> **TASK TO COMPLETE**: Check each line of the records below for the word "simplification" and give the number of lines that have it, with nothing added.

[Extracted records]
PR #1989, opened 2020-12-22
Smart Charging - set sticky buffer to 20 percent

OliveGerste:


LucasBrazi06:
@OliveGerste Maybe this would be good also to provide this value in the Smart Charging's settings along the checkbox to activate this feature ;-).

OliveGerste:
> @OliveGerste Maybe this would be good also to provide this value in the Smart Charging's settings along the checkbox to activate this feature ;-).

Good idea! 
I am on it :)

PR #2467, opened 2021-05-24
sap cp xsuaa integration (draft)

mocotrah:
Notes:
The following solution will use the AppRouter as the single entry point for all emobility modules (dashboard, rest server, etc.).
All calls from the web app (dashboard) to the rest server will pass via AppRouter.
This reason of this approach is because we haven't succeeded to use 2 passports in the AuthService.ts class. If we find a way to do that, we can discuss about using direct calls to the rest server (but what about cross origin then?).

(see Visio diagram in archi folder)

Other ideas:
- maintain the ev-server using always the emobility token but in a different header than "Authorization". Have an intermediate processing in AppRouter side, during the login phase, to login using a technical user but transfer in the payload the user id which logged in via xsuaa in the web app. This call will return the emobility token of the end user back. Subsequent calls to the rest server will be made directly from the webapp using the emobility token in custom header. This solution implies using technical user/pass in 2 env vars in the approuter deployed app.
- investigate using 2 passports in ev-server
- Question: is the cross origin protection activated ?
- Question: is the csrf protection activated ?

Other details:
- added new AdvancedConfiguration.ts to provide a parameter to clearly distinguish between built-in login and xsuaa login (this will enable us to hide the classical login route "/login")
- because of AppRouter, the rest server will receive the header "Authorization: <xsuaatoken>" which will be validated in AuthService. In addition the web app (which will store the emobility token in its local storage) will send the emobility token in a second header named "emobilitytoken".
- the principle of xsuaa is to hide the jwt token from the browser application. The web application will only receive a JSESSIONID which the browser will send to the approuter and the approuter will inject the Authorization: <xsuaatoken>
- when the web app is launched, it will check if it has a emobility token in its local storage. If not, it will go to the "login" web page and make an automatic call to "/loginxsuaa" server route. The server will send back the emobility token. 
- for the subsequent calls, the web app will send the emobility token in the special header, and the server will read it and use it.
- must discuss about the end-user onboarding process. For the moment, during login xsuaa, if the user is not found in the database, he will get a error (user not found).


LucasBrazi06:
@mocotrah Maybe I'm wrong but every dev for the SAP standard should be done in the SAP internal repository, right?
Let me know.

mocotrah:
> @mocotrah Maybe I'm wrong but every dev for the SAP standard should be done in the SAP internal repository, right?
> Let me know.

yes, you are right, Jerome asked me to create a draft PR with the xsuaa implementation if you are interested to integrate it in the open source repo.

jerome-benoit:
> @mocotrah Maybe I'm wrong but every dev for the SAP standard should be done in the SAP internal repository, right?
> Let me know.

Since we have driven the SSO integration with SAP IdP, I've asked @mocotrah to push the code here for review to ensure it's done in a pluggable fashion for usage in different landscape and different IdPs.
The final goal is to use the existing standard development task force to introduce SSO with IdPs in e-Mobility. 

@mocotrah: I will do a full and formal review when time permits but the initial review shows that the authentication mechanism is not dynamically 'pluggable': you have to detect the type of authentication and switch case to the right helper authentification method and not rely on hardcoded tunable in a configuration file. 

Thanks.

LucasBrazi06:
> Since we have driven the SSO integration with SAP IdP, I've asked @mocotrah to push the code here for review to ensure it's done in a pluggable fashion for usage in different landscape and different IdPs.

If it's to do IDP integration in a world wide standard way, that's ok otherwise NO.
And this is not prio for the time being (none of our customer requested it yet I think.)

mocotrah:
ok I have an idea, I can detect the presence of xsuaa service. I'll take a look and get back to you.

jerome-benoit:
> > Since we have driven the SSO integration with SAP IdP, I've asked @mocotrah to push the code here for review to ensure it's done in a pluggable fashion for usage in different landscape and different IdPs.
> 
> If it's to do IDP integration in a world wide standard way, that's ok otherwise NO.
> And this is not prio for the time being (none of our customer requested it yet I think.)

The authentification mechanism can differ (SAML, Oauth, ...), but in the end we get a token (JWT most of the time) and the code to deal with it shall be generic given a small part that might be needed to cope with IdP specificity.

PR #2474, opened 2021-05-26
Replace tag visualID cypher with a string ObjectID 

mahdibenromdhane:


src/migration/tasks/AddVisualIDPropertyToTagsTask.ts
```diff
@@ -28,7 +28,7 @@ export default class AddVisualIDPropertyToTagsTask extends MigrationTask {
       for (const tagMDB of tagsMDB) {
         await global.database.getCollection<any>(tenant.id, 'tags').findOneAndUpdate(
           { _id: tagMDB._id },
-          { $set: { visualID: Cypher.hash(tagMDB._id) } });
+          { $set: { visualID: new ObjectID().toString() } });
```
mahdibenromdhane, line 31: It's not possible to use the updateMany since the same instance of ObjectID is set to all the documents (duplication error)

jerome-benoit (approved):

PR #2476, opened 2021-05-26
Wit asset integration

OliveGerste:


jerome-benoit:
@OliveGerste: is it Ok to postpone that PR for the next release?

OliveGerste:
> @OliveGerste: is it Ok to postpone that PR for the next release?

Good question. I only know, that the topic is urgent for Monaco. 
@LucasBrazi06 What do you think?

LucasBrazi06:
> > @OliveGerste: is it Ok to postpone that PR for the next release?
> 
> Good question. I only know, that the topic is urgent for Monaco.
> @LucasBrazi06 What do you think?

This PR is not big and should not destabilize the prod, so I'll check and merge it.

LucasBrazi06 (approved):

PR #2480, opened 2021-05-27
billing - fix tests to consume new endpoints

ClaudeROSSI:
Billing Test now using new rest end point for getting Invoices


cabch (approved):
ok pour moi

PR #2484, opened 2021-05-27
Billing - async bill transaction

ClaudeROSSI:
**BILLING_ASYNC_BILL_TRANSACTION** FeatureToggle has been added and activated to postpone all billing operations when called on the **stopTransaction** method.

The impact is the one below:
- On stop transaction, the billing simply creates the asyncTask to postpone the billing flow (billing + payment)
- The t**ransaction.billingData.status** set to "PENDING" and the transaction gets stopped

The **AsyncTaskManager** will trigger the billing flow after a few seconds. The invoice is then generated in a DRAFT state and gets finalized (and eventually paid) accordingly to the billing settings.

Billing Tests have been adapted to wait 3 seconds in order to make sure the async task gets executed. This 3 seconds delay is maybe not sufficient. We need to find a better way to make sure the test behavior remains predictable.


ClaudeROSSI:
@LucasBrazi06 , @jerome-benoit : It sounds like the AsyncTasks are not being executed when running unittests.
The asyncTaskManager config seems correct to me. Only the monitorDBChange flag is missing. Can we activate it when running tests?
Thanks
Calude

image

src/async-task/tasks/BillTransactionAsyncTask.ts
```diff
@@ -0,0 +1,53 @@
...
+        if (billingImpl) {
+
+          // Get the Transaction to bill
+          const transactionID: string = this.asyncTask.parameters.transactionID;
+          const transactionLock = await LockingHelper.createBillTransactionLock(tenant.id, Number(transactionID));
+          if (transactionLock) {
+            try {
+              const transaction = await TransactionStorage.getTransaction(tenant.id, Number(transactionID));
+              if (!transaction) {
+                throw new Error(`Unknown Transaction ID '${this.asyncTask.parameters.transactionID}'`);
```
jerome-benoit, line 29: You have to use the `Error` overloads we have.

src/async-task/tasks/BillTransactionAsyncTask.ts
```diff
@@ -0,0 +1,53 @@
...
+
+export default class BillTransactionAsyncTask extends AbstractAsyncTask {
+  protected async executeAsyncTask(): Promise<void> {
+    const tenant = await TenantStorage.getTenant(this.asyncTask.tenantID);
+    // Check if OCPI component is active
+    if (Utils.isTenantComponentActive(tenant, TenantComponents.BILLING)) {
+      try {
+        const billingImpl = await BillingFactory.getBillingImpl(tenant.id);
+        if (billingImpl) {
+
```
jerome-benoit, line 21: Unneeded blank line.

ClaudeROSSI: ok

src/async-task/tasks/BillTransactionAsyncTask.ts
ClaudeROSSI: I have tried to stick to what we currently have in the other asyncTasks ... they all throw 'Error' directly.
So I'll keep it for now. ok?

src/async-task/tasks/BillTransactionAsyncTask.ts
```diff
@@ -0,0 +1,53 @@
...
+            } finally {
+            // Release the lock
+              await LockingManager.release(transactionLock);
+            }
+          }
+        }
+      } catch (error) {
+        await Logging.logActionExceptionMessage(tenant.id, ServerAction.BILLING_TRANSACTION, error);
+        // TODO - to be clarified - Propagate the error to have the chance to run the task again!
+        throw error;
```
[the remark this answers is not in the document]
ClaudeROSSI: well ... after a short discussion with Serge I think the error propagation is useless. So, I'll remove line 49.
Recovering from billing errors will for sure require a specific procedure which is not yet in place.

jerome-benoit (approved):

PR #2487, opened 2021-05-28
Log when status notification available is received while a transaction is ongoing

jerome-benoit:
And update dependencies to silence TS version support warnings.


ClaudeROSSI (approved):
ok

PR #2497, opened 2021-05-31
billing - transaction projection - add invoice number

ClaudeROSSI:
TransactionStorage.**getTransaction** - Projection has been changed to allow testing whether the invoiceNumber is properly set or not.


jerome-benoit (approved):
Looks good to me.

PR #2498, opened 2021-05-31
[2/2] Adjust visual id migration tags

mahdibenromdhane:


jerome-benoit:
@mahdibenromdhane That version is bug free?

mahdibenromdhane:
> @mahdibenromdhane That version is bug free?

Yes.

src/storage/mongodb/MongoDBStorage.ts
```diff
@@ -105,7 +105,6 @@ export default class MongoDBStorage {
       { fields: { deleted: 1, createdOn: 1 } },
       { fields: { issuer: 1, createdOn: 1 } },
       { fields: { userID: 1, issuer: 1 } },
-      { fields: { visualID: 1 }, options: { unique: true } }
```
jerome-benoit, line 108: The goal is to have an index on that new field and to ensure its uniqueness, right? So you probably have removed that line by mistake.

jerome-benoit (changes requested):

src/migration/tasks/AddVisualIDPropertyToTagsTask.ts
```diff
@@ -19,19 +20,23 @@ export default class AddVisualIDPropertyToTagsTask extends MigrationTask {
...
+            { $set: { visualID: visualID } });
+          updated++;
+        }
       }
-    }
+      skip += Constants.BATCH_PAGE_SIZE;
+    } while (skip < count);
     // Log in the default tenant
     if (updated > 0) {
       await Logging.logDebug({
```
jerome-benoit, line 42: The migration version is not bumped.

jerome-benoit (changes requested):

src/storage/mongodb/MongoDBStorage.ts
mahdibenromdhane: The unique index field need to be added after filling the visualID so we need to merge in 3 steps:

1. Remove unique index
2. fill the visualID
3. Re Add the index

jerome-benoit (approved):

src/migration/tasks/AddVisualIDPropertyToTagsTask.ts
mahdibenromdhane: Fixed

PR #2499, opened 2021-06-01
periodic billing - update Transaction Billing Data

ClaudeROSSI:
The periodic billing operation now updates the billing data of each transaction in order to be able to show the final invoice number when looking at the transaction history.

### DIFF
--- a/src/integration/billing/stripe/StripeBillingIntegration.ts
+++ b/src/integration/billing/stripe/StripeBillingIntegration.ts
@@ -429,7 +429,7 @@ export default class StripeBillingIntegration extends BillingIntegration {
         // Save
         await TransactionStorage.saveTransaction(this.tenantID, transaction);
       } catch (error) {
-        // catch stripe errors and send the information back to the client
+        // Catch stripe errors and send the information back to the client
         await Logging.logError({
           tenantID: this.tenantID,
           action: ServerAction.BILLING_PERFORM_OPERATIONS,
--- a/src/integration/billing/stripe/StripeBillingIntegration.ts
+++ b/src/integration/billing/stripe/StripeBillingIntegration.ts
@@ -417,6 +417,7 @@ export default class StripeBillingIntegration extends BillingIntegration {
     return billingInvoice;
   }
 
+  // TODO - move this method to the billing abstraction to make it common to all billing implementation
   private async _updateTransactionsBillingData(billingInvoice: BillingInvoice): Promise<void> {
     await Promise.all(billingInvoice.sessions.map(async (session) => {
       const transactionID = session.transactionID;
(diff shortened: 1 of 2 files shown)


src/integration/billing/stripe/StripeBillingIntegration.ts
```diff
@@ -20,6 +20,7 @@ import { ServerAction } from '../../../types/Server';
 import Stripe from 'stripe';
 import StripeHelpers from './StripeHelpers';
 import Transaction from '../../../types/Transaction';
+import TransactionStorage from '../../../storage/mongodb/TransactionStorage';
```
ClaudeROSSI, line 23: @LucasBrazi06 : This introcuce a direct dependency between the strip concrete implementation and the TransactionStorage. Is this ok with you?

src/integration/billing/stripe/StripeBillingIntegration.ts
```diff
@@ -410,9 +411,36 @@ export default class StripeBillingIntegration extends BillingIntegration {
     await StripeHelpers.updateInvoiceAdditionalData(this.tenantID, billingInvoice, operationResult);
     // Send a notification to the user
     void this.sendInvoiceNotification(billingInvoice);
+    if (FeatureToggles.isFeatureActive(Feature.BILLING_ASYNC_UPDATE_TRANSACTION)) {
+      await this._updateTransactionsBillingData(billingInvoice);
+    }
     return billingInvoice;
   }
 
+  private async _updateTransactionsBillingData(billingInvoice: BillingInvoice): Promise<void> {
```
ClaudeROSSI, line 420: @LucasBrazi06 : I'm starting some private methods with an "_" to make it clear that this is a somehow a core feature and that the method is supposed to be called  in a specific context (e.g.: a scheduled job or an async task). 
Is this ok?

src/integration/billing/stripe/StripeBillingIntegration.ts
```diff
@@ -410,9 +411,36 @@ export default class StripeBillingIntegration extends BillingIntegration {
...
+      try {
+        const transaction = await TransactionStorage.getTransaction(this.tenantID, Number(transactionID));
+        // Update Billing Data
+        transaction.billingData.stop.invoiceStatus = billingInvoice.status;
+        transaction.billingData.stop.invoiceNumber = billingInvoice.number;
+        transaction.billingData.lastUpdate = new Date();
+        // Save
+        await TransactionStorage.saveTransaction(this.tenantID, transaction);
+      } catch (error) {
+        // catch stripe errors and send the information back to the client
```
jerome-benoit, line 432:
```suggestion
        // Catch stripe errors and send the information back to the client
```

jerome-benoit (approved):

src/integration/billing/stripe/StripeBillingIntegration.ts
LucasBrazi06: I think we already discussed it, right?
Ohterwise, Stripe -> Storage dependency does not hurt me.

src/integration/billing/stripe/StripeBillingIntegration.ts
LucasBrazi06: Usually we avoid the '_' in front of the private method.
Maybe we can talk about it?

PR #2506, opened 2021-06-01
Make AddVisualIDPropertyToTagsTask re-entrant

LucasBrazi06:


jerome-benoit (approved):

src/migration/tasks/AddVisualIDPropertyToTagsTask.ts
```diff
@@ -20,23 +20,24 @@ export default class AddVisualIDPropertyToTagsTask extends MigrationTask {
...
-            { _id: tag.id },
-            { $set: { visualID: visualID } });
+            { _id: tag['_id'] },
+            { $set: { visualID } });
           updated++;
         }
       }
-      skip += Constants.BATCH_PAGE_SIZE;
-    } while (skip < count);
+    } while (tags.length === Constants.BATCH_PAGE_SIZE); // Avoid infinite loop due to issues in the update process
```
jerome-benoit, line 40:
```suggestion
    } while (tags.length <= Constants.BATCH_PAGE_SIZE); // Avoid infinite loop due to issues in the update process
```
At the and of the collection, the tags.length could be less than the requested batch size.

src/migration/tasks/AddVisualIDPropertyToTagsTask.ts
```diff
@@ -20,23 +20,24 @@ export default class AddVisualIDPropertyToTagsTask extends MigrationTask {
...
+      // Get the tags
+      tags = await global.database.getCollection<any>(tenant.id, 'tags')
+        .find({ visualID: { $exists: false } })
+        .limit(Constants.BATCH_PAGE_SIZE)
+        .toArray();
+      if (!Utils.isEmptyArray(tags)) {
         const visualID = new ObjectID().toHexString();
-        for (const tag of tags.result) {
+        for (const tag of tags) {
           await global.database.getCollection<any>(tenant.id, 'tags').update(
```
jerome-benoit, line 34:
```suggestion
          await global.database.getCollection<any>(tenant.id, 'tags').updateOne(
```
Silence a deprecation warning.

jerome-benoit (approved):

src/migration/tasks/AddVisualIDPropertyToTagsTask.ts
LucasBrazi06: > At the end of the collection, tags.length could be less than the requested batch size.

This is a 'while', I tested it and it was working fine with the '==='.
You should revert it or it'll never run on big collection ;-).

PR #2511, opened 2021-06-02
Locking expiration mechanism

OliveGerste:
First approach for an expiration time for locks. 
Unfortunately I have some problems with my unit tests and cannot check if everything works properly. That's why only draft PR.


src/locking/LockingHelper.ts
```diff
@@ -24,9 +16,9 @@ export default class LockingHelper {
     return lock;
   }
 
-  public static async createSiteAreaSmartChargingLock(tenantID: string, siteArea: SiteArea): Promise<Lock | null> {
-    const lock = LockingManager.createExclusiveLock(tenantID, LockEntity.SITE_AREA, `${siteArea.id}-smart-charging`);
-    if (!(await LockingManager.acquire(lock))) {
+  public static async createSiteAreaSmartChargingLock(tenantID: string, siteArea: SiteArea, timeout: number): Promise<Lock | null> {
```
jerome-benoit, line 19:
```suggestion
  public static async createSiteAreaSmartChargingLock(tenantID: string, siteArea: SiteArea, timeoutMs: number = 0): Promise<Lock | null> {
```

src/locking/LockingHelper.ts
```diff
@@ -24,9 +16,9 @@ export default class LockingHelper {
...
+    const lock = LockingManager.createExclusiveLock(tenantID, LockEntity.SITE_AREA, `${siteArea.id}-smart-charging`, 180);
+    if (!(await LockingManager.acquire(lock, timeout))) {
```
jerome-benoit, line 21:
```suggestion
    if (!(await LockingManager.acquire(lock, timeoutMs))) {
```

src/types/Locking.ts
```diff
@@ -6,6 +6,7 @@ export default interface Lock {
   key: string;
   type: LockType;
   timestamp: Date;
+  expirationDate?: Date;
```
jerome-benoit, line 9: Like I said in Serge's PR stacked over yours: relying on unix timestamp here will make things simple and speed.

src/locking/LockingHelper.ts
LucasBrazi06: My PR includes this change already and has to be merged if everybody agrees

src/locking/LockingHelper.ts
LucasBrazi06: My PR has to be merged first

src/types/Locking.ts
LucasBrazi06: Already answered in my PR

src/locking/LockingManager.ts
```diff
@@ -41,63 +41,16 @@ export default class LockingManager {
...
-          break;
-        default:
-          throw new BackendError({
-            action: ServerAction.LOCKING,
-            module: MODULE_NAME, method: 'tryAcquire',
-            message: `Cannot acquire a lock entity '${lock.entity}' ('${lock.key}') with an unknown type '${lock.type}'`,
-            detailedMessages: { lock }
-          });
+      // Check if specific lock for the asset has an expiration date
+      if (retry && await LockingManager.checkAndReleaseExpiredLock(lock)) {
```
OliveGerste, line 48: In my original PR I also checked if the new lock has an expiration date, because normally if the new one does not have an expiration date, the one in the db has none either. 
(So we could reduce data base traffic of the lock collection)
But it should be fine like this also.

LucasBrazi06: > In my original PR I also checked if the new lock has an expiration date, because normally if the new one does not have an expiration date, the one in the db has none either.
> (So we could reduce data base traffic of the lock collection)
> But it should be fine like this also.

I wouldn't do this assumption :-).
What matters is if the lock in the DB has an expiration date to remove it.
No correlation between the two.
Btw, do we have to put in place the Job?

OliveGerste: Okay. 
Normally the job is not needed if we put an expiration date on every lock type. 
If we want to have locks without an expiration date, we would have to discuss when the locks should be released by the job.

LucasBrazi06: > Okay.
> Normally the job is not needed if we put an expiration date on every lock type.
> If we want to have locks without an expiration date, we would have to discuss when the locks should be released by the job.

No, it's just to remove expired locks if you do not request them anymore and then have a clean 'locks' collection, but that's okay for the time being :-).

jerome-benoit: Not allowing lock without cleanup once the expiration date is reached is risky for some OCPI related tasks.

LucasBrazi06: > Not allowing lock without cleanup once the expiration date is reached is risky for some OCPI related tasks.

It is released when requested again, I don't see the problem here!

LucasBrazi06 (approved):

src/locking/LockingManager.ts
jerome-benoit: It will allow to run the same heavy task twice, which defeats all the locking primary purpose. 
For the pull tokens task, it really might happen if the scheduled task interval is higher than the default lock expiration date.

LucasBrazi06: > It will allow to run the same heavy task twice, which defeats all the locking primary purpose.
> For the pull tokens task, it really might happen if the scheduled task interval is higher than the default lock expiration date.

I still don't get it why it's a problem!
Releasing an expired lock is an exceptional use case that should never happen.

jerome-benoit: Locking per design are meant to avoid concurrent execution. The introduced workaround to remove stalled locks must be used with caution when use to protect against concurrent execution of long running and heavy process.  
Since it's a workaround but a one that defeats the primary locking design, it probably should not be enabled by default at a low level and only inside the locking helper to avoid human error and ensure the developer build the helper correctly for its target.

LucasBrazi06: It's ok as it is.

PR #2518, opened 2021-06-04
Remove setTimeout in lock manager

LucasBrazi06:


jerome-benoit:
`setTimout() `is a lot more optimised than doing a busy loop calling gettimeofday syscall in its condition: the event loop is stuck by its code execution. 

The existing construct is the documented way node.js event loop friendly to avoid to stuck the event loop implementing properly a busy wait loop. 

So I would really prefer that you do not merge that change, other wise each lock invocation with a acquire timeout will block the event loop.

LucasBrazi06:
> `setTimout() `is a lot more optimised than doing a busy loop calling gettimeofday syscall in its condition: the event loop is stuck by its code execution.
> 
> The existing construct is the documented way node.js event loop friendly avoiding to stuck the event loop and implementing properly a busy wait loop.
> 
> So I would really prefer that you do not merge that change, otherwise each lock invocation with an acquire timeout will block the event loop.

The rest of the code works has before, same constraint, no more impact on the event loop compared to the old code where you still wait before retrying.
The setTimeout was added on top just to set a flag, just removed it -> simplification.
Moreover setTimeout is inaccurate under heavy load.
So I don't see your point here.

jerome-benoit:
> The rest of the code works has before, same constraint, no more impact on the event loop compared to the old code where you still wait before retrying.
> The setTimeout was added on top just to set a flag, just removed it -> simplification.
> Moreover setTimeout is inaccurate under heavy load.
> So I don't see your point here.

You introduce a call to a syscall on a while loop condition on a code path that must be as light as possible, the event loop must handle them all + the check return boolean instead of a light boolean check. Under heavy load, the impact of that kind of heavy busy loop on the runtime is huge. 
The previous implementation does not have that issue under heavy load. 

Locking primitive must be as light as possible. Their inherent and internal complexity to reach that goal is not issue since it is hidden. 

If you really want to remove the setTimeout() for whatever reason, I think you have to find a mechanism as light.

LucasBrazi06:
> If you really want to remove the setTimeout() for whatever reason, I think you have to find a mechanism as light.

The current implementation in this PR is satisfactory for me.
I'm not looking for optimal perfs here.

jerome-benoit:
> > If you really want to remove the setTimeout() for whatever reason, I think you have to find a mechanism as light.
> 
> The current implementation in this PR is satisfactory for me.
> I'm not looking for optimal perfs here.

I do not see the point of replacing an optimized and scalable implementation in a hot code path by a not optimized one (and an utterly not optimized one that will do millions of useless calls and branching) that will not scale by design. 

Finding such a change satisfactory is beyond my comprehension and the simplification tradeoff does come into the game for 4 lines of code given the huge degradation introduced.

OliveGerste (commented):
The code seems to work, but I do not know if it leads to performance issues, when the while loop is blocking the event loop. I would leave this up to you and Jerome.

LucasBrazi06:
> The code seems to work, but I do not know if it leads to performance issues, when the while loop is blocking the event loop. I would leave this up to you and Jerome.

Thanks Tobias :-)

PR #3079, opened 2021-11-18
Create local cars when starting the server

mahdibenromdhane:


src/assets/cars/cars-definition.json
```diff
@@ -1,25 +1,90 @@
 [
   {
-    "Vehicle_ID": 100000,
-    "Vehicle_Make": "GOUPIL",
-    "Vehicle_Model": "G5 benne",
-    "Vehicle_Model_Version": "",
+  "Vehicle_ID": 100000,
```
LucasBrazi06, line 3: Tabulation not correct?

src/integration/car/local/LocalCarIntegration.ts
```diff
@@ -0,0 +1,235 @@
+import { CarCatalog, CarCatalogChargeAlternativeTable, CarCatalogChargeOptionTable, CarCatalogConverter } from '../../../types/Car';
```
LucasBrazi06, line 1: Not the right place, Car integration class must implement the interface which is not the case here.
Move this file to the newly created directory 'bootstrap' where I put the CS Template import.
Proposal for the naming: LocalCarCatalogBootstrap.uploadLocalCarCatalogsFromFile()

LucasBrazi06 (changes requested):
Small changes

src/assets/cars/cars-definition.json
mahdibenromdhane: Fixed

src/integration/car/local/LocalCarIntegration.ts
mahdibenromdhane: Done

LucasBrazi06 (approved):

PR #3111, opened 2021-11-25
pricing - restrictions - checkTimeValidity

ClaudeROSSI:
pricing - restriction - capability to define a tariff for a particular time range


src/integration/pricing/ConsumptionPricer.ts
```diff
@@ -62,6 +63,25 @@ export default class ConsumptionPricer {
     return true;
   }
 
+
+  private checkTimeValidity(restrictions: PricingRestriction): boolean {
```
LucasBrazi06, line 67: We would need this in OCPI.
New method in Utils or somewhere else to check it?

LucasBrazi06 (approved):
Just one comment

PR #3124, opened 2021-11-29
pricing - consider transaction timezone 

ClaudeROSSI:
Some changes to make sure the location of the charging station is taken into account when checking "time range" restrictions while pricing the charging session consumption.


LucasBrazi06:
@ClaudeROSSI We should also have a timezone translation to display the time of the charging station in the UI.
Same problem in all the app ;-).

PR #3134, opened 2021-12-01
Fixed user's email case in query

Ninjeneer:


src/storage/mongodb/UserStorage.ts
```diff
@@ -602,7 +602,7 @@ export default class UserStorage {
     }
     // Email
     if (params.email) {
-      filters.email = params.email;
+      filters.email = { $regex: `^${params.email}$`, $options: 'i' };
```
LucasBrazi06, line 605: I don't like the regex with an email that could contain special chars like '.' or @.
Here I want the exact match.

LucasBrazi06 (changes requested):

Ninjeneer:
> Try to find an updateMany by reusing a ref of the email document that you will put in lowercase :-) So no need anymore to read the user. If you cannot find a way, you can run some JS script in the DB in V4.4 but I would prefer the first solution.

Makes sense, the read of users is useless
Done

LucasBrazi06 (approved):

PR #3143, opened 2021-12-03
pricing - fix - mochatest create context

ClaudeROSSI:
When the pricing module is ON
- A default tariff is created (price: 1 EUR/kWh) on all test tenants

This to make sure the test behaves as before when using the Simple Pricing logic.

Todo: cleanup some test helpers that are not used anymore !


ClaudeROSSI:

> **REPLY TO THE TASK**: 3